Monday, January 26, 2009

THE LAST POST

As Geoffrey Household - who’s name is not a household word but the word household - said, there is a time to kill.
...and it’s that time now.
Welcome to the last post.

Sunday, January 25, 2009

WONDERING

She said, 'I've been wondering...'
The next day I said, 'I've been wondering too.'
Then she said, 'Let's keep wondering.'

I bought a CD three or four years ago buy Webb Pierce because it had a version of 'There Stands the Glass,' one of the great drinking songs I'd first heard Ted Hawkins sing.
But 'Wondering,' is the song I's reminded of.

WONDERING
Recorded by Webb Pierce
Written by Joe Werner

[D] Wonderin', wonderin'
Who's kissing [A] you
Wonderin', wonderin'
If you're wonderin' [D] too

Tuesday, January 20, 2009

CUTE

‘Hello,’ I said to the child came over to me as I opened my front door.
She said something.
‘What’s that?’ I said, interested.
‘She’s calling her little brother cute,’ said her mother who had a can of Tenants and was kneeling in front of a pushchair had in it a baby crying.
She was living across the way, though I’d not seen her for a while, not since the Filth was asking about them. There were dark patches under her eyes and I wondered if her drinking was why she spoke to me seeing she’d not done so before apart from in the lift, and that wasn’t friendly like now.
‘Oh,’ I said to mother then turned and looked down at the daughter, ‘You like him, then,’ I said, ‘your brother?’
‘Cute,’ she said.

Thursday, January 15, 2009

A DECADE AGO

Why was she in my dream?
She began by saying she’d got a big house in the best part of town and moved on to wanting to share a hotel room with me.
I was kneeling in the mud by Club:UK on Stokes Croft making a figure out of pipe cleaners when she knelt down beside me.
‘Hello,’ I said.
She looked at me the way she had ten years ago when she told me she was leaving, that she didn’t want to be with me anymore.
‘What are you doing?’ she said.
‘I’m making a figure out of pipe cleaners.’
The young boy standing behind her said, ‘I could tell that’s what you were doing.’
‘Where do you live,’ she said.
I pointed to a high building. We stood up together for a better look. We were taller than I remembered.
She was very beautiful. I wondered what it might’ve been like if we’d stayed together, had the children we talked about.
Did she think as bad of me now as she did back then? That mess...threats, a whole month without seeing her, it was awful...she called me when the time was up...what could I say? I agreed to meet was when she told me she was seeing someone else.
In the hotel room she tried to kiss me. I thought of her breath, moved out the way.
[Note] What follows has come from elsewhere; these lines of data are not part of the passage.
PR #234, opened 2022-11-02
Abhi/caching

pretentious7:
adds caching for the docker-compose files, for now only S3 is supported; eventually plan to add local caching support for compose.

### DIFF
--- a/drone/Dockerfile
+++ b/drone/Dockerfile
@@ -1,4 +1,4 @@
-FROM rust:latest as build
+FROM rust:buster as build
 
 WORKDIR /work
 
--- a/drone/Dockerfile
+++ b/drone/Dockerfile
@@ -1,10 +1,24 @@
-FROM rust:buster as build
+FROM rust:latest as build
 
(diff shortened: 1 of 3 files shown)


drone/Dockerfile
```diff
@@ -1,10 +1,24 @@
-FROM rust:buster as build
+FROM rust:latest as build
```
paulgb, line 1: Why do this in the drone but not controller?

pretentious7: oops oversight

paulgb:
Have you managed to get this to work in `docker compose`?

I set the environment variables, ran `docker compose build`, then modified a file by adding a newline and ran again, and the build still took 5 mins. Can we speed that up?

paulgb:
D'oh deleted a comment because I was using the wrong vars.

paulgb:
Cool, confirmed that this speeds up the docker compose by 5x. Nicely done!

paulgb (approved):

Issue #129, opened 2022-08-31
Scheduler should support "draining" drones


paulgb:
We need a way to indicate that a particular drone should not be scheduled on.

paulgb:
Closed by #228

PR #240, opened 2022-11-07
Support drone draining (#129)

paulgb:
This implements a basic version of drone draining.

- Adds a `DrainDrone` message type. The response of `DrainDrone` is a unit type (`()`), used to acknowledge that the message was received by the drone it was intended for.
- Adds a listener for `DrainDrone` messages to the agent.
- Adds a `watch` channel that the listener can use to send changes to the readiness value to the `ready_loop`.
- Removes drones from the scheduler's view when they indicate that they are not ready.

Additionally, I made some changes in order to test it:

- `timeout` returns a `Result<T>` instead of `T`, and returns an `Err()` instead of panicking.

Her cheeks a reddish brown, hair pulled back up into a bun.
Already I'd burnt her letters so I asked her to leave, said it was too late even a decade ago.

Tuesday, January 13, 2009

THE WRONG FLOOR

‘Is it doing that with you?’ he said, looking up from stroking the puppy he’d first called into the lift, then retrieved after it'd run out and when she said, ‘Pick it up, why don’t you?’ irritable and practical like a mother would be to his fumbling dad.
‘Yeh, is,’ I said, ‘think it’s got a mind of its own.’
‘Dangerous,’ he said.
‘I’ve been using the back lift,’ she said.
‘That one just goes on and on,’ I said. ‘“Doors closing, doors closing...”’
‘It says what floor you’re on,’ she said as a matter of fact.
‘Useful,’ I said.
‘Mind you,’ she said, ‘the other day it took me to the wrong floor.’

Monday, January 12, 2009

A REALLY GOOD IDEA

The lift floor was covered, apart from the near left corner, with what smelled like cider.
On the way the lift stopped a few floors down there was a man, a woman. I tucked into the corner and they got in next to me.
‘One of them must’ve missed their mouth,’ he said between the two of them.
‘Missed their mouths?’ she said, sniggering.
I smiled to myself trying to think of something witty to say.
- four to go -
‘Someone should buy them,’ he said, ‘one of those Tommee Tippee mugs to drink from,’ he said.
- two -
Having turned my head to deliver the line, I said, ‘That’s a really good idea.’

Sunday, January 04, 2009

THE LAST WE SAW OF THEM

‘Excuse me,’ he shouted from behind us as we walked through M and S. ‘Excuse me.’
We turned round and moved so he could run between us and say, ‘Thank you.’
‘I thought he was coming for us,’ she said.
‘Yeh,’ I said. ‘I thought he’d say, “is this your tenner?”’
The man ran toward the exit.
‘Must be a shoplifter or an incident,’ I said.
‘Let’s follow him.’
He swerved past a shopper then pushed through the door leading out to the Broadmead precinct. He slowed down, stopped, we were outside as three men walked up to where he stood.
One of the men was dressed the same as the first and he held each of the other two men by an arm. It looked like he’d just got hold of them the way they turned to him then back to the first man who now took one of them from his colleague. He took a carrier bag from, who I now saw was, the older of the men apprehended. He opened it, put his hand in. Said something to the man who said something back. He let the man go, joined his colleague with the younger man who said, ‘What?’ in the way young men do when they’ve been caught doing what they’d shouldn’t.
‘Why’d they let the man go?’
‘I don’t know,’ I said. ‘Maybe the other one said, “Here hold this,” and gave him the bag when he knew they were after him.’
I tried filming as the younger man was walked off by the two, I assumed, store detectives each holding one of his arms.
They went into Boots and that was the last we saw of them.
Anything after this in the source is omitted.